Rasa Island

Geography
- Location: 0.5 kilometers (0.31 mi) off Narra, Palawan
- Coordinates: 9°13′25″N 118°26′35″E﻿ / ﻿9.22361°N 118.44306°E
- Adjacent to: Sulu Sea

Administration
- Philippines
- Region: Mimaropa
- Province: Palawan
- Municipality: Narra
- Barangay: Panacan

= Rasa Island =

Island in the Philippines in the province of Palawan

Rasa Island is a flat coral island in the Sulu Sea just off the coast of the municipality of Narra in Palawan, Philippines. It is a shallow island surrounded by mangroves and tidal flats containing one of the country's last remaining coastal forests. The island is home to the largest population of the endemic and critically endangered Philippine cockatoo in the wild in the Philippines. It was declared a protected area in 2006.

==Geography==
Rasa Island is a large irregular mangrove swamp on a coral reef that extends about 640 m beyond the island at its southwest and northeast ends. It is located about 0.5 km from Casuarina Point and forms the northeastern side of Mantaquin Bay. Only one-third of the island is permanently dry with the remaining two-thirds exposed to the occasional tides. To its north lie Arena Island and other small coralline islands on the coast of Aborlan. To the south across the Mantaquin Bay are Linda and Emelina islands.

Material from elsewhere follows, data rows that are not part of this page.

Issue #181, opened 2026-06-19
Lexer: lone unescaped \`#\` in a double-quoted string scans to EOF — misleading "Expected RParen, found Eof" / silent empty output


alexskinner:
### Summary

An **unbalanced (lone) `#` inside a double-quoted cfscript string literal** is mishandled by the lexer. Instead of being reported at the offending line, the `#` is treated as the start of an interpolation and the lexer scans the **rest of the source file** looking for a closing `#`. The result is a misleading parse error pointing at **EOF** (or, in some shapes, silently empty output) — with no indication of where the real problem is.

This is a usability/diagnostics bug: the error message sends you to the wrong line. It bit me while writing a test whose `suiteBegin("… (GitHub #180)")` label contained a literal `#`.

### Minimal repro

```cfc
// hashbug.cfm
<cfscript>
foo("a label with a lone hash (GitHub #180)");
bar(1, 2);
</cfscript>
```

**Actual (rustcfml v0.224.0):**
```
Runtime Error: Parse error in 'hashbug.cfm' [line 5, col 4]: Expected RParen, found Eof
```
Line 5 is EOF; the real issue is the `#` on line 2. The lexer consumed everything after `#` (including `180)");`, the `bar(1,2);` call, and the closing `</cfscript>`) as interpolation content, so the `foo(` call never sees its closing paren.

Escaping the hash (`##180`) parses correctly:
```cfc
foo("a label with an escaped hash (GitHub ##180)");   // parses fine
```

In other shapes (e.g. a top-level `x = "GitHub #180 issue";`) the same root cause surfaces as **silent empty output** (exit 0, nothing printed) rather than an error.

### Expected

Lucee/ACF reject a lone unescaped `#` in a string with a clear compile error **at the offending line/column** (e.g. "invalid construct / unterminated `#` in string"). RustCFML should likewise:
- detect an unterminated `#`-interpolation that runs to EOF, and
- report it at the location of the opening `#`, not at EOF — and never silently swallow it.

### Notes

- Repro confirmed on `main` @ v0.224.0.
- The lexer/string-interpolation scanner needs a bound: if a `#` opens an interpolation and the string literal ends (closing quote) before a matching `#`, that's an error at the opening `#` — it must not run past the string into the rest of the file.

alexskinner:
Fixed in v0.225.0 (commit 4892d1f).

[...]

PR #189, opened 2026-06-19
[codex] Handle same-quote strings inside interpolation

Blute:
## Summary

Fixes a lexer regression where a quoted string literal inside a `#...#` interpolation expression could be mistaken for the end of the outer string when both strings use the same quote character.

This keeps the bounded-interpolation behavior from Issue #181 for genuinely lone hashes, but allows valid CFML such as:

```cfml
"value=#flag ? "YES" : ""#"
"statement=#flag ? "UNIQUE" : ""# INDEX #name#"
'enabled=#flag ? 'YES' : ''#'
```

## Root cause

The interpolation scanner currently treats the outer string's quote character as the end of the string whenever it appears at interpolation paren-depth `<= 0`. That correctly catches a lone hash such as `"GitHub #181"`, but it also rejects valid expression syntax where the interpolation expression itself contains a string literal.

The scanner now recognizes quoted string literals inside interpolation expressions before applying the outer-string boundary check. This prevents nested string content from changing interpolation depth or prematurely ending the outer string.

## Covered scenarios

- double-quoted outer string with double-quoted ternary branches
- empty-string ternary branch
- interpolated string inside a struct literal value
- a following `#name#` interpolation segment after the same-quote expression
- doubled quote escapes inside nested strings
- keyword operators followed by same-quote string literals (`EQ "active"`)
- single-quoted outer string with single-quoted ternary branches
- nested string literals containing escaped `##`

## Validation

- `cargo test -p cfml-compiler`
- `cargo run -- --code 'include "tests/harness.cfm"; include "tests/types/test_string_interpolation_nested_strings.cfm";'`
  - `PASS | Type: string interpolation nested string literals | 7/7 passed`
- `cargo run -- tests/runner.cfm | rg 'SUMMARY|FAIL \\||ERROR'`
  - `SUMMARY: 4271/4271 passed across 529 suites`
- Targeted Lucee 7 check using disposable `lucee/lucee:7.0.3.43-light-nginx` container
  - `SUMMARY: 7/7 passed across 1 suites`

### DIFF
--- a/crates/cfml-compiler/src/lexer.rs
+++ b/crates/cfml-compiler/src/lexer.rs
@@ -304,13 +304,40 @@ impl Lexer {
                     let mut expr_str = String::new();
                     let mut depth = 0;
                     // Scan to the matching (depth-0) '#'. A lone, unbalanced '#'
-                    // must NOT run past the end of the string literal: if we reach
-                    // the closing quote (at depth <= 0, i.e. not inside a nested
-                    // call) the interpolation was never terminated. Report it at
-                    // the opening '#', not at some far-off EOF (GitHub #181).
+                    // must NOT run past the end of the string literal. Quoted
+                    // literals inside the interpolation expression are still part
+                    // of that expression, even when they use the same quote as the
+                    // outer string (for example: "#flag ? "YES" : ""#").
                     while !self.is_at_end() && !(self.current() == '#' && depth == 0) {
-                        if self.current() == '(' { depth += 1; }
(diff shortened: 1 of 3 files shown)


alexskinner:
Landed in v0.230.0 (4dad054). Applied manually rather than via the diff — `main` had since added `[`/`]` depth tracking that the PR's base lacked, so the nested-string consumption was merged on top of that while preserving the existing bracket-subscript behaviour. Your test file and a lexer unit test are included; full suite 4288/4288 + wasm green. Thanks @Blute!

PR #190, opened 2026-06-21
Match Lucee cfcookie Path and SameSite attributes

Blute:
## Summary

- Default omitted `<cfcookie path>` to `Path=/`, matching Lucee browser scope behavior.
- Emit `SameSite=<value>` from the `<cfcookie samesite>` attribute.
- Preserve explicit `path`, existing `Secure`, and existing `HttpOnly` handling.

## Minimal CFML shape

```cfml
<cfcookie name="x" value="1" samesite="Lax">
```

When emitted from a non-root request path, Lucee sends the cookie with `Path=/; SameSite=Lax`. RustCFML previously omitted both attributes, leaving browsers to scope the cookie to the request directory and silently dropping the SameSite policy.

## Root cause

The VM `__cfcookie` handler only emitted `Path` when the `path` attribute was explicitly supplied, and it had no `samesite` branch. The tag parser already passes arbitrary attributes through to `__cfcookie`, so this is fixed at the VM cookie-header emission point.

## Covered scenarios

- Omitted `path` emits `Path=/`.
- Explicit `path` still wins.
- `samesite="Lax"`, `Strict`, and `None` are emitted.
- `samesite="#expression#"` is evaluated before emission.
- Omitted `samesite` does not invent a SameSite attribute.
- Served CFML regression checks real `Set-Cookie` headers and confirms `Secure`/`HttpOnly` still emit.

## Validation

- `cargo test -p cfml-vm --test cfcookie_path_samesite` — 6/6 passed.
- Served RustCFML targeted CFML probe for `tests/tags/test_cfcookie_path_samesite.cfm` — 12/12 passed.
- `cargo run -q -p rustcfml-cli --bin rustcfml -- tests/runner.cfm` — 4308/4308 passed across 539 suites.
- Targeted Lucee validation via `targeted-lucee-test.sh tests/tags/test_cfcookie_path_samesite.cfm` — 12/12 passed.
- `git diff --cached --check` — passed.
- `rustfmt --check --edition 2021 crates/cfml-vm/tests/cfcookie_path_samesite.rs` — passed.

### DIFF
--- a/crates/cfml-vm/src/lib.rs
+++ b/crates/cfml-vm/src/lib.rs
@@ -253,6 +253,20 @@ fn format_cookie_expires(raw: &str) -> String {
     dt.format(FMT).to_string()
 }
 
+fn format_cookie_samesite(raw: &str) -> Option<String> {
+    let trimmed = raw.trim();
+    if trimmed.is_empty() {
+        return None;
+    }
+
+    Some(match trimmed.to_ascii_lowercase().as_str() {
+        "lax" => "Lax".to_string(),
+        "strict" => "Strict".to_string(),
+        "none" => "None".to_string(),
+        _ => trimmed.to_string(),
+    })
+}
+
 /// A cached compiled bytecode program with its source file modification time.
 pub struct CachedProgram {
     pub program: BytecodeProgram,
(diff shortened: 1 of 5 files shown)


alexskinner:
Thanks @Blute! Shipped to `main` as **v0.259.0** (8e61b04).

Reimplemented from your branch (tests-first, then independent fix): `__cfcookie` now defaults an omitted `path` to `Path=/` (site-wide rather than scoped to the request directory) and emits a normalized `SameSite` attribute (Lax/Strict/None case-corrected, other values passed through) when `samesite` is supplied. Explicit `path`, `Secure` and `HttpOnly` handling are unchanged. Your Rust regression suite (6 cases) and CFML serve-mode test (12 assertions) are included; `Set-Cookie` headers verified directly and cross-checked against Lucee.

PR #191, opened 2026-06-22
Preserve cfhttp binary responses

Blute:
## Summary

RustCFML currently decodes `cfhttp` response bodies as text even when `getAsBinary` is requested, and serve mode stringifies binary `cfcontent` payloads instead of writing raw bytes. That breaks CFML proxy patterns where a binary resource is fetched with `cfhttp getAsBinary="yes"` and returned with `cfcontent`.

## Minimal CFML shape

```cfml
<cfhttp url="#url#" method="GET" result="r" getAsBinary="yes">
<cfcontent type="application/octet-stream" variable="#r.fileContent#" reset="true">
```

## Root cause

- The `<cfhttp>` tag parser did not include `getAsBinary` in the generated options struct.
- `fn_cfhttp` always consumed response bodies through `into_string()`, so arbitrary bytes were decoded as text.
- Serve-mode `cfcontent` responses converted `CfmlValue::Binary` through `as_string()`, producing the diagnostic placeholder instead of the original bytes.

## Covered scenarios

- `cfhttp getAsBinary` returns binary `fileContent` for byte payloads.
- Both success and non-2xx `cfhttp` responses preserve binary `fileContent` when requested.
- Served `cfcontent variable=<binary>` responses emit raw bytes.
- Lucee-compatible truthy values for `getAsBinary` include `true`, `yes`, `1`, `binary`, and `always`.

## Validation

- `cargo check -p rustcfml-cli`: passed with the existing `compile_expression_static` dead-code warning in `cfml-codegen`.
- Served RustCFML full runner: `PASS | cfhttp binary response | 4/4 passed`; `SUMMARY: 4387/4387 passed across 540 suites`.
- Targeted Lucee validation: `PASS | cfhttp binary response | 4/4 passed`; `SUMMARY: 4/4 passed across 1 suites`.

No known validation gaps.

### DIFF
--- a/crates/cfml-compiler/src/tag_parser.rs
+++ b/crates/cfml-compiler/src/tag_parser.rs
@@ -888,7 +888,18 @@ fn parse_cf_tag(chars: &[char], start: usize, len: usize, imports: &mut std::col
             // format_attr_value emits literal segments quoted and only evaluates
             // the #...# parts; strip_hashes would collapse the whole value into a
             // bare (mis-parsed) expression like `baseUrlpath`.
-            for key in ["url", "method", "timeout", "charset", "username", "password", "useragent", "proxyserver", "multipart"] {
+            for key in [
+                "url",
+                "method",
+                "timeout",
+                "charset",
+                "username",
+                "password",
+                "useragent",
+                "proxyserver",
+                "multipart",
+                "getasbinary",
+            ] {
                 if let Some(v) = attrs.get(key) {
                     opts.push(format!("{}: {}", key, format_attr_value(v, quoted.contains(key))));
                 }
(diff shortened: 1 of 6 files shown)


alexskinner:
Thanks @Blute! Shipped to `main` as **v0.258.0** (065ccbf).

Reimplemented from your branch (tests-first, then independent fix): `getAsBinary` now flows through the cfhttp tag options; `fn_cfhttp` reads the response body as raw bytes (instead of `into_string`) when binary is requested, on both 2xx and error paths; and serve-mode `build_success_response` emits `CfmlValue::Binary` cfcontent payloads as raw bytes rather than stringifying them into the diagnostic placeholder. Your CFML tests are included; verified in serve mode (exact bytes round-trip) and cross-checked against Lucee.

Rasa Island is administered as part of the Narra barangay of Panacan. It is just 3 km north of the Narra poblacion and approximately 90 km south of Palawan's provincial capital, Puerto Princesa.

==Biodiversity==
Rasa Island is a natural habitat of the globally threatened Philippine cockatoo, known locally as katala and also known as the red-vented cockatoo, a parrot species endemic to the Philippines. In order to protect this bird species whose number dropped sharply from as many as 4,000 in 1994 to only about 1,000 in 2001 due to illegal poaching and rapid deforestation of its coastal environment, the Philippine government declared the whole island and surrounding waters a bird sanctuary known as Rasa Island Wildlife Sanctuary. The 1,983 ha bird sanctuary is now administered by the Department of Environment and Natural Resources in partnership with the Philippine Cockatoo Conservation Program of the Katala Foundation. Former poachers from the Tagbanua community of Narra now serve as the island's deputized wildlife wardens.

A number of other endemic birds have also been observed in the island such as the blue-headed racket-tail, grey imperial pigeon, Chinese egret and Mantanani scops owl. Its waters also host a significant population of green sea turtles, hawksbill sea turtles and dugongs. Apart from mangroves, Ipil trees also grow on the island.